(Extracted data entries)

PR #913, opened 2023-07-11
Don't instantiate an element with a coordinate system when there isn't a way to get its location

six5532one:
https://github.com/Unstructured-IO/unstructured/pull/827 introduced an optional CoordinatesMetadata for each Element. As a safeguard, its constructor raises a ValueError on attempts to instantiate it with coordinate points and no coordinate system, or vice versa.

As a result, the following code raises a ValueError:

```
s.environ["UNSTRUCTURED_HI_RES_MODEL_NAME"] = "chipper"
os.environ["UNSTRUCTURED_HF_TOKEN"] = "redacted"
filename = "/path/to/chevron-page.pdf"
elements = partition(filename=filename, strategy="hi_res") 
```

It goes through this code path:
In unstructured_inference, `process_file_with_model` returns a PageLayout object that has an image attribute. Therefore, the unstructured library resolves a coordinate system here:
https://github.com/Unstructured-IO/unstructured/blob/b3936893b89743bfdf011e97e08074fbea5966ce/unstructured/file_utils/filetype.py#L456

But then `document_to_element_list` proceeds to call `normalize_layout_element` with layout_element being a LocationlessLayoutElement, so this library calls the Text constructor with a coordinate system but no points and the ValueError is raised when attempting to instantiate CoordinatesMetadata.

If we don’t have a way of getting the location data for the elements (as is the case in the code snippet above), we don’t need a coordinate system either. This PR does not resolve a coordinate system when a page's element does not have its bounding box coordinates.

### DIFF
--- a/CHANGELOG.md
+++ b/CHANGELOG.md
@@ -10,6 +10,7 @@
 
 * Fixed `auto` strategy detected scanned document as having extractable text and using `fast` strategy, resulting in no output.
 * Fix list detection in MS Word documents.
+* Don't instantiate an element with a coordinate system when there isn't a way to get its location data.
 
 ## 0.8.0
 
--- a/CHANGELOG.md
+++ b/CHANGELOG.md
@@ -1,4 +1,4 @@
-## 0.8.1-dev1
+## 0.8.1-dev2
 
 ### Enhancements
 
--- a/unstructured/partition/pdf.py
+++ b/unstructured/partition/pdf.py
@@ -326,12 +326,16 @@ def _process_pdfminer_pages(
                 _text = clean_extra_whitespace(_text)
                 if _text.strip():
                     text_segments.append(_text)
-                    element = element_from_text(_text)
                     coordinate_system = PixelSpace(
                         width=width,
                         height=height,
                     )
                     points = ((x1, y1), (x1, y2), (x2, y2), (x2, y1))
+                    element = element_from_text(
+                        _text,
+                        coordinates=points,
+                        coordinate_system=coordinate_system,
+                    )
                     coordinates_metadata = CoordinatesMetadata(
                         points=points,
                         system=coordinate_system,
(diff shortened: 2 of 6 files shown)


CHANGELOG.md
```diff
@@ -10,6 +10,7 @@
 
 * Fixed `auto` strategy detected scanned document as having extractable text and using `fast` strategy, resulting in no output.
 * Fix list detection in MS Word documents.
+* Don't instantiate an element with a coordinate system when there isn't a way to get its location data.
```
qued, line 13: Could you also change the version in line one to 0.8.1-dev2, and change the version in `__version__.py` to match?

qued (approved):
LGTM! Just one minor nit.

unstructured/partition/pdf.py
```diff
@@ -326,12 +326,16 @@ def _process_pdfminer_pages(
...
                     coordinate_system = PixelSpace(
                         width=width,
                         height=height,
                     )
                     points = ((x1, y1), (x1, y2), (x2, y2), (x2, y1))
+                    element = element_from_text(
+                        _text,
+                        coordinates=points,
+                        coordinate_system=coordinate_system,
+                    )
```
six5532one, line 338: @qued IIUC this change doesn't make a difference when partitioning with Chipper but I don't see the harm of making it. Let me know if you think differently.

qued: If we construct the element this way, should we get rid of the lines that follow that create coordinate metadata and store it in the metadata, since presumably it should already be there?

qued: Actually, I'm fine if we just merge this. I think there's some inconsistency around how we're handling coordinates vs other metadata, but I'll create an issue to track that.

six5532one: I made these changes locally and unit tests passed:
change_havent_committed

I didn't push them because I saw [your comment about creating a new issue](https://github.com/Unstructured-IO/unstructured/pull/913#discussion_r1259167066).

**DIRECTIONS:** Restate every entry above word for word.

**SOLUTION FOR THIS EXERCISE:**
PR #913, opened 2023-07-11
Don't instantiate an element with a coordinate system when there isn't a way to get its location

six5532one:
https://github.com/Unstructured-IO/unstructured/pull/827 introduced an optional CoordinatesMetadata for each Element. As a safeguard, its constructor raises a ValueError on attempts to instantiate it with coordinate points and no coordinate system, or vice versa.

As a result, the following code raises a ValueError:

```
s.environ["UNSTRUCTURED_HI_RES_MODEL_NAME"] = "chipper"
os.environ["UNSTRUCTURED_HF_TOKEN"] = "redacted"
filename = "/path/to/chevron-page.pdf"
elements = partition(filename=filename, strategy="hi_res") 
```

It goes through this code path:
In unstructured_inference, `process_file_with_model` returns a PageLayout object that has an image attribute. Therefore, the unstructured library resolves a coordinate system here:
https://github.com/Unstructured-IO/unstructured/blob/b3936893b89743bfdf011e97e08074fbea5966ce/unstructured/file_utils/filetype.py#L456

But then `document_to_element_list` proceeds to call `normalize_layout_element` with layout_element being a LocationlessLayoutElement, so this library calls the Text constructor with a coordinate system but no points and the ValueError is raised when attempting to instantiate CoordinatesMetadata.

If we don’t have a way of getting the location data for the elements (as is the case in the code snippet above), we don’t need a coordinate system either. This PR does not resolve a coordinate system when a page's element does not have its bounding box coordinates.

### DIFF
--- a/CHANGELOG.md
+++ b/CHANGELOG.md
@@ -10,6 +10,7 @@
 
 * Fixed `auto` strategy detected scanned document as having extractable text and using `fast` strategy, resulting in no output.
 * Fix list detection in MS Word documents.
+* Don't instantiate an element with a coordinate system when there isn't a way to get its location data.
 
 ## 0.8.0
 
--- a/CHANGELOG.md
+++ b/CHANGELOG.md
@@ -1,4 +1,4 @@
-## 0.8.1-dev1
+## 0.8.1-dev2
 
 ### Enhancements
 
--- a/unstructured/partition/pdf.py
+++ b/unstructured/partition/pdf.py
@@ -326,12 +326,16 @@ def _process_pdfminer_pages(
                 _text = clean_extra_whitespace(_text)
                 if _text.strip():
                     text_segments.append(_text)
-                    element = element_from_text(_text)
                     coordinate_system = PixelSpace(
                         width=width,
                         height=height,
                     )
                     points = ((x1, y1), (x1, y2), (x2, y2), (x2, y1))
+                    element = element_from_text(
+                        _text,
+                        coordinates=points,
+                        coordinate_system=coordinate_system,
+                    )
                     coordinates_metadata = CoordinatesMetadata(
                         points=points,
                         system=coordinate_system,
(diff shortened: 2 of 6 files shown)


CHANGELOG.md
```diff
@@ -10,6 +10,7 @@
 
 * Fixed `auto` strategy detected scanned document as having extractable text and using `fast` strategy, resulting in no output.
 * Fix list detection in MS Word documents.
+* Don't instantiate an element with a coordinate system when there isn't a way to get its location data.
```
qued, line 13: Could you also change the version in line one to 0.8.1-dev2, and change the version in `__version__.py` to match?

qued (approved):
LGTM! Just one minor nit.

unstructured/partition/pdf.py
```diff
@@ -326,12 +326,16 @@ def _process_pdfminer_pages(
...
                     coordinate_system = PixelSpace(
                         width=width,
                         height=height,
                     )
                     points = ((x1, y1), (x1, y2), (x2, y2), (x2, y1))
+                    element = element_from_text(
+                        _text,
+                        coordinates=points,
+                        coordinate_system=coordinate_system,
+                    )
```
six5532one, line 338: @qued IIUC this change doesn't make a difference when partitioning with Chipper but I don't see the harm of making it. Let me know if you think differently.

qued: If we construct the element this way, should we get rid of the lines that follow that create coordinate metadata and store it in the metadata, since presumably it should already be there?

qued: Actually, I'm fine if we just merge this. I think there's some inconsistency around how we're handling coordinates vs other metadata, but I'll create an issue to track that.

six5532one: I made these changes locally and unit tests passed:
change_havent_committed

I didn't push them because I saw [your comment about creating a new issue](https://github.com/Unstructured-IO/unstructured/pull/913#discussion_r1259167066).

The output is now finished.